§ Task description:
Only the lines with the string "tree" are needed; return each of them from the entries below.

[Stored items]
● ● ● ●
PR #3651, opened 2025-10-09
feat: RewardClaim daily limits, pausability

sveitser:
Depends on #3491

- feat: daily limits, pausability
- feat: robuster initialization
- test: reward claim upgrades and roles
- test: reward claim initialization
- test: reward claim admin functions
- test: re-entrancy
- doc: note about daily limits

---
  - https://app.asana.com/0/0/1211505964134163

### DIFF
--- a/types/src/v0/impls/state.rs
+++ b/types/src/v0/impls/state.rs
@@ -1050,7 +1050,7 @@ async fn validate_next_stake_table_hash(
     let next_stake_table_hash = epoch_membership
         .stake_table_hash()
         .await
-        .ok_or(ProposalValidationError::NextStakeTableNotFound)?;
+        .ok_or(ProposalValidationError::NextStakeTableHashNotFound)?;
     let Some(proposed_next_stake_table_hash) = proposed_header.next_stake_table_hash() else {
         return Err(ProposalValidationError::NextStakeTableHashNotFound);
     };


contracts/src/RewardClaim.sol
```diff
@@ -1,72 +1,206 @@
...
+        // NOTE: __Ownable_init checks _owner != address(0)
+        require(_lightClient != address(0), ZeroLightClientAddress());
+        require(_pauser != address(0), ZeroPauserAddress());
+        require(_espToken != address(0), ZeroTokenAddress());
+
+        // NOTE: external call
+        uint256 totalSupply = EspTokenV2(_espToken).totalSupply();
+        require(totalSupply > 0, ZeroTotalSupply());
+
+        uint256 _dailyLimit = totalSupply / 100;
```
alysiahuggins, line 106: is this a placeholder? if not, 1% feels too high, perhaps 0.001%?

contracts/src/RewardClaim.sol
```diff
@@ -1,72 +1,206 @@
...
 
-    function claimRewards(uint256 lifetimeRewards, bytes memory authData) external {
+    function unpause() external onlyRole(PAUSER_ROLE) {
+        _unpause();
+    }
+
+    /// @notice Updates the daily limit
+    /// @param newLimit New daily limit in wei, must be greater than zero
+    function setDailyLimit(uint256 newLimit) external onlyOwner {
+        require(newLimit > 0, ZeroDailyLimit());
```
alysiahuggins, line 136: should we provide an upper bound? especially since this method is not pausable

contracts/src/RewardClaim.sol
```diff
@@ -1,72 +1,206 @@
...
+    /// reason about. DO NOT REMOVE: intentionally kept for defense-in-depth and
+    /// code clarity. See RewardClaimReentrancy.t.sol for regression test.
+    function claimRewards(uint256 lifetimeRewards, bytes memory authData)
+        external
+        whenNotPaused
+        nonReentrant
+    {
         require(lifetimeRewards != 0, InvalidRewardAmount());
-        require(claimedRewards[msg.sender] < lifetimeRewards, AlreadyClaimed());
+        address claimer = msg.sender;
```
alysiahuggins, line 155: starting the discussion on whether we want a platform to claim on behalf of a user

contracts/src/RewardClaim.sol
sveitser: No this is what has been agreed upon as a good compromise. If we set it too low we need to provide escape hatches which will be much more work.

contracts/src/RewardClaim.sol
sveitser: I don't think that's necessary since this is a fallback security mechanism and it requires an exploit to circumvent the merkle tree authentication.

contracts/src/RewardClaim.sol
sveitser: I think maybe chat thread is more suitable for this at this stage? wdyt?

alysiahuggins: yes

contracts/src/RewardClaim.sol
alysiahuggins: Even though it requires an exploit to bypass merkle tree authentication, the daily limit serves as the last line of defense. If the primary security fails, it would be good if the daily limit is limited to minimize the damage

contracts/src/RewardClaim.sol
alysiahuggins: ok got it

contracts/src/RewardClaim.sol
sveitser: I just can't think of a scenario where this would be set to a too high number unwillingly. It's also behind timelock. I think if the multisig is compromised having a limit here won't help at all.

It might be reasonably to set the upper limit at 1% so that it would require a smart contract upgrade to go higher. Only allowing lowering is also not great because then if it's set too low it requires a contract upgrade to increase it again. I think 1% is a really good tradeoff in this particular case. The chance of this ever being needed is very low and the attacker should be able to mint 2% in the worst case.

alysiahuggins: you're right that if the multisig is compromised, then we have other things to worry about. Cases where the multisig is legitimate but an unusually high value is set would probably be a fat finger error. but i'll leave this to your judgement then

alxiong: it's okay, admin can immediately rectify the fat-finger value.

contracts/src/RewardClaim.sol
```diff
@@ -1,72 +1,206 @@
...
+        uint256 today = block.timestamp / 1 days;
+        if (today != _currentDay) {
+            _currentDay = today;
+            _claimedToday = 0;
+        }
+        uint256 newTotal = _claimedToday + amount;
+        if (newTotal > dailyLimit) {
+            revert DailyLimitExceeded();
+        }
+        _claimedToday = newTotal;
```
alxiong: nit: no need the extra tmp variable `newTotal`, revert will undo changes to `_claimedToday` anyway.

justfile
```diff
@@ -150,7 +150,9 @@ build-docker-images:
     scripts/build-docker-images-native
 
 # generate rust bindings for contracts
-REGEXP := "^LightClient(V\\d+)?$|^LightClientArbitrum(V\\d+)?$|^FeeContract$|PlonkVerifier(V\\d+)?$|^ERC1967Proxy$|^LightClient(V\\d+)?Mock$|^StakeTable$|^StakeTableV2$|^EspToken$|^EspTokenV2$|^OpsTimelock$|^SafeExitTimelock$|^OwnableUpgradeable$|RewardClaim$"
+VERSIONED := "LightClient(Arbitrum)?(V\\d+)?(Mock)?|PlonkVerifier(V\\d+)?|StakeTable(V\\d+)?|EspToken(V\\d+)?|RewardClaim(V\\d+)?"
+EXACT := "FeeContract|ERC1967Proxy|OpsTimelock|SafeExitTimelock|OwnableUpgradeable|IRewardClaim|IPlonkVerifier"
```
alxiong, line 157: 👍 I like it.

contracts/test/RewardClaimPause.t.sol
```diff
@@ -0,0 +1,62 @@
...
+    function test_Pause() public {
+        vm.prank(pauser);
+        rewardClaim.pause();
+
+        vm.prank(claimer);
+        vm.expectRevert(abi.encodeWithSignature("EnforcedPause()"));
+        rewardClaim.claimRewards(1, "");
+    }
+
+    function test_Pause_Upause() public {
```
alxiong:
```suggestion
    function test_Pause_Unpause() public {
```

contracts/src/RewardClaim.sol
sveitser: So in order for the error to make it into the contract we would need

1. Wrong transaction proposed on chain
2. Nobody notices for 2 weeks while proposed TX is on chain (timelock)
3. A quorum of signers signs anyway
4. The transaction is finally executed anyway

But yeah I do think it's good to abort early if something is almost definitely wrong. Like if it's greater than 5% of total supply or something. Not quite sure what that number should be though.

I chose Wei units instead of ESP to avoid accidentally setting it 10^18 too high. But it's different from the token deployment which is also a bit confusing.

contracts/src/RewardClaim.sol
sveitser: I made this change but I think it's kind of unintuitive. Also not sure about gas usage since there may be an extra storage read unless that's optimized away. 🤔

PR #3653, opened 2025-10-09
test: extensive tests for reward claims

sveitser:
Adds what I believe to be good test coverage for reward claim proof verification, daily limits, and claiming.

Almost all changes are adding tests.

There is a small change regarding a max daily limit, follow up from #3651 

---
  - https://app.asana.com/0/0/1211766439562113


contracts/rust/diff-test/src/main.rs
```diff
@@ -583,5 +595,159 @@ fn main() {
...
+            let res = (auth_root_u256, fixtures);
+            println!("{}", res.abi_encode_params().encode_hex());
+        },
+        Action::GenRewardFixtureWithAccountAndAmount => {
+            if cli.args.len() < 2 || cli.args.len() > 3 {
+                panic!("Should provide arg1=account, arg2=amount, arg3(optional)=seed");
+            }
+
+            let account_bytes = hex::decode(&cli.args[0]).unwrap();
+            let account = Address::from_slice(&account_bytes);
```
alxiong: why pass bytes, just directly pass address so that we can directly `.parse::<Address>()`

contracts/test/RewardClaimTestBase.sol
```diff
@@ -0,0 +1,127 @@
...
+
+import "forge-std/Test.sol";
+import { ERC1967Proxy } from "@openzeppelin/contracts/proxy/ERC1967/ERC1967Proxy.sol";
+import "../src/RewardClaim.sol";
+import "../src/EspTokenV2.sol";
+import "./mocks/LightClientV3Mock.sol";
+import "../src/interfaces/IRewardClaim.sol";
+
+// Conventions:
+// - Always use validateTestCase to validate succesfull claims before fuzzing without changing
```
alxiong:
```suggestion
// - Always use `validateTestCase()` to validate successful claims before fuzzing without changing the
```

contracts/test/RewardClaimTestBase.sol
```diff
@@ -0,0 +1,127 @@
...
+        cmds[2] = vm.toString(account);
+        cmds[3] = vm.toString(amount);
+        bytes memory result = vm.ffi(cmds);
+        (authRoot, fixtures) = abi.decode(result, (uint256, RewardClaimTestCase[]));
+    }
+
+    function validateTestCase(RewardClaimTestCase memory testCase, uint256 authRoot) internal {
+        RewardClaimTestHelper helper = new RewardClaimTestHelper();
+        helper.setUp();
+        helper.doValidate(testCase, authRoot);
```
alxiong: this relationship between the abstract contract and its realizer feels strange. can you explain why we need the Helper?

contracts/src/RewardClaim.sol
```diff
@@ -131,22 +140,28 @@ contract RewardClaim is
...
     /// @notice Updates the daily limit
-    /// @param newLimit New daily limit in wei, must be greater than zero
-    function setDailyLimit(uint256 newLimit) external onlyOwner {
+    /// @param newLimit New daily limit in wei, must be greater than zero and less than max
+    /// @dev nonReentrant protects against reentrancy during the external call to
+    /// espToken.totalSupply(). While unlikely to be exploited, this provides defense-in-depth
+    /// security for critical security parameters.
+    function setDailyLimit(uint256 newLimit) external onlyOwner nonReentrant {
         require(newLimit > 0, ZeroDailyLimit());
+        uint256 maxLimit = (espToken.totalSupply() * MAX_DAILY_LIMIT_PERCENTAGE) / 100e18;
```
sveitser: @alysiahuggins @alxiong are you happy with this check?

contracts/src/RewardClaim.sol
```diff
@@ -131,22 +140,28 @@ contract RewardClaim is
...
     /// @param authData Authentication data from Espresso query service
+    ///
     /// @dev nonReentrant is not strictly necessary (claimedRewards updated before
     /// external call, and re-entrancy would change msg.sender making proof
     /// verification fail), but makes the security properties much simpler to
     /// reason about. DO NOT REMOVE: intentionally kept for defense-in-depth and
-    /// code clarity. See RewardClaimReentrancy.t.sol for regression test.
-    function claimRewards(uint256 lifetimeRewards, bytes memory authData)
+    /// code clarity. See RewardClaim.Reentrancy.Unit.t.sol for regression test.
+    function claimRewards(uint256 lifetimeRewards, bytes calldata authData)
```
sveitser, line 197: This saves a tiny bit of gas in my test, I'm not 100% sure it's significant though.

contracts/src/RewardClaim.sol
```diff
@@ -131,22 +143,29 @@ contract RewardClaim is
...
 
     /// @notice Updates the daily limit
-    /// @param newLimit New daily limit in wei, must be greater than zero
-    function setDailyLimit(uint256 newLimit) external onlyOwner {
+    /// @param newLimit New daily limit in wei, must be greater than zero and less than max
+    /// @dev nonReentrant protects against reentrancy during the external call to
+    /// espToken.totalSupply(). While unlikely to be exploited, this provides defense-in-depth
+    /// security for critical security parameters.
+    function setDailyLimit(uint256 newLimit) external onlyOwner nonReentrant {
+        require(newLimit != dailyLimit, NoChangeRequired());
```
sveitser: Just noticed this check was missing.

contracts/src/RewardClaim.sol
sveitser: I don't really like the external call but absolute limits also feel clumsy because then we _eventually_ have to update the contract just to have a reasonable limit. Not sure we will still be around to see that though.

contracts/src/RewardClaim.sol
alxiong: technically not a bug anyway haha.

contracts/src/RewardClaim.sol
alxiong: can we replace `100e18` with `ERC.decimals()`? 
(to me, external calls are fine)

I would express percentage via `5 * (decimals() - 2)` instead of hardcode the `e18`

alysiahuggins (approved):

PR #3661, opened 2025-10-14
feat: claim rewards with staking-cli in the demos

sveitser:
- Add claim functionality to staking-cli
- Break up contract deployment in demo in 3 steps to satisfy requirements of deployment order.
- Add claimer service to demos

---
  - https://app.asana.com/0/0/1211766439562114

### DIFF
--- a/staking-cli/src/main.rs
+++ b/staking-cli/src/main.rs
@@ -425,7 +425,7 @@ pub async fn main() -> Result<()> {
         },
         Commands::UpdateMetadataUri { metadata_uri } => {
             tracing::info!("Updating validator {account} metadata URI");
-            update_metadata_uri(&provider, stake_table_addr, metadata_uri).await?
+            update_metadata_uri(&provider, stake_table_addr, metadata_uri).await
         },
         Commands::Approve { amount } => {
             approve(&provider, token_addr, stake_table_addr, amount).await


docker-compose.yaml
```diff
@@ -71,6 +71,61 @@ services:
       deploy-sequencer-contracts:
         condition: service_completed_successfully
 
+  deploy-pos-contracts-upgrades:
+    image: ghcr.io/espressosystems/espresso-sequencer/deploy:${DOCKER_TAG:-main}
+    command: deploy --deploy-reward-claim --upgrade-esp-token-v2 --upgrade-stake-table-v2
```
alysiahuggins, line 112: does the reward claim need lcv3?

staking-cli/README.md
```diff
@@ -73,6 +74,8 @@ Commands:
     undelegate             Initiate a withdrawal of delegated funds from a validator
     claim-withdrawal       Claim withdrawal after an undelegation
     claim-validator-exit   Claim withdrawal after validator exit
+    claim-rewards          Claim staking rewards
+    unclaimed-rewards      Check unclaimed staking rewards
```
alysiahuggins, line 80: nit: somehow `claim-rewards` and `unclaimed-rewards` might be mistaken, maybe `rewards-balance`?

docker-compose.yaml
sveitser: Yes

sveitser: We could also move the LC V3 update to this job I guess.

scripts/claim-rewards-loop
```diff
@@ -0,0 +1,18 @@
+#!/usr/bin/env bash
+set -euo pipefail
+
+SLEEP_INTERVAL="${1:-10}"
+
+echo "Starting reward claiming loop (checking every ${SLEEP_INTERVAL}s)..."
+
+while true; do
+  unclaimed=$(staking-cli unclaimed-rewards)
```
alysiahuggins, line 9: nit: add error handling, my assumption is that the staking-cli is used by validators when making this recommendation.

sveitser: So this script is just for testing the demo. I was considering adding a command to the staking CLI to watch for claimable rewards and claim them but it's not really something I think will be used outside the demo so having this bash script seemed simpler. The staking-cli has some error handling in that it tries to show a helpful message when something goes wrong.

When claiming there is a potential race condition in case another command has already claimed and I wasn't quite sure what to do in this case. If a claim command fails because someone else claimed it should sort of exit with a failure code because running to the command didn't do what it was supposed to do. On the other hand the actual claim did happen so the what the command set out to do was accomplished anyway.

alysiahuggins: hmm for that race condition perhaps if the error message also included the current rewards balance the user would see that even though it failed, the balance is zero, which helps them debug why it might have failed.

sveitser: https://github.com/EspressoSystems/espresso-network/issues/3775

PR #3663, opened 2025-10-14
feat: transaction inclusion proof

### LINKED ISSUE #3532: Test transaction proof verification
Here
https://github.com/EspressoSystems/espresso-network/blob/cl/txproof/hotshot-query-service/src/availability.rs#L1074-L1085

we don't have an API to verify the inclusion proof.

mrain:
Closes #3532 

### This PR:
Introduces the transaction inclusion proof trait in `hotshot-query-service` and enriches test in availability test.

### Key places to review:

---
  - https://app.asana.com/0/0/1211180342156956

### DIFF
--- a/types/src/v0/impls/block/test.rs
+++ b/types/src/v0/impls/block/test.rs
@@ -70,9 +70,7 @@ async fn basic_correctness() {
                 assert_eq!(tx, tx2);
                 tx_proof
             };
-            assert!(tx_proof2
-                .verify(block.ns_table(), &tx, &vid_commit, &vid_common)
-                .unwrap());
+            assert!(tx_proof2.verify(block.ns_table(), &tx, &vid_commit, &vid_common));
         }
         assert!(
             all_txs.is_empty(),


hotshot-query-service/src/availability/query_data.rs
```diff
@@ -89,6 +88,26 @@ where
...
+{
+    /// Verify the inclusion proof against a payload commitment.
+    /// Returns `None` on error.
+    fn verify(
+        &self,
+        metadata: &Metadata<Types>,
+        tx: &Transaction<Types>,
+        payload_commitment: &VidCommitment,
+        common: &VidCommon,
+    ) -> Option<bool>;
```
jbearer: I think it's not clear what the difference is between `None` vs `Some(false)`

hotshot-query-service/src/availability/query_data.rs
```diff
@@ -89,6 +88,26 @@ where
     pub position: u32,
 }
 
+/// The proof system and the statement which is proved will vary by application, with different
+/// applications proving stronger or weaker statements depending on the trust assumptions at
+/// play. Some may prove a very strong statement (for example, a shared sequencer proving that
+/// the transaction belongs not only to the block but to a section of the block dedicated to a
+/// specific rollup), otherwise may prove something substantially weaker (for example, a trusted
+/// query service may use `()` for the proof).
+pub trait TransactionInclusionProof<Types: NodeType>:
```
alxiong: nit: `trait ProvableInclusion`, maybe clearer distinction from the `struct InclusionProof`

hotshot-query-service/src/availability/query_data.rs
mrain: It's for some historical reason that I don't really understand either, https://github.com/EspressoSystems/espresso-network/blob/b1c62f2acec6ece063476ba14bed448a2a13ee82/types/src/v0/impls/block/namespace_payload/tx_proof/advz.rs#L122

Should we change them all to `bool` then?

hotshot-query-service/src/availability/query_data.rs
mrain: probably better with `VerifiableInclusion`, WDYT

mrain: [75373fc](https://github.com/EspressoSystems/espresso-network/pull/3663/commits/75373fc2421b4f303d64659a973d57dfb32d2dec)

hotshot-query-service/src/availability/query_data.rs
jbearer: I don't think it's a big deal but I think either plain `bool` or like `Result<()>` would be better

mrain: I changed them all to `bool` [5ec354f](https://github.com/EspressoSystems/espresso-network/pull/3663/commits/5ec354f0f08e32d3bcd3c5a308dd4d9bb5468091)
● ● ● ●
§ Answer space:
sveitser: I don't think that's necessary since this is a fallback security mechanism and it requires an exploit to circumvent the merkle tree authentication.
alysiahuggins: Even though it requires an exploit to bypass merkle tree authentication, the daily limit serves as the last line of defense. If the primary security fails, it would be good if the daily limit is limited to minimize the damage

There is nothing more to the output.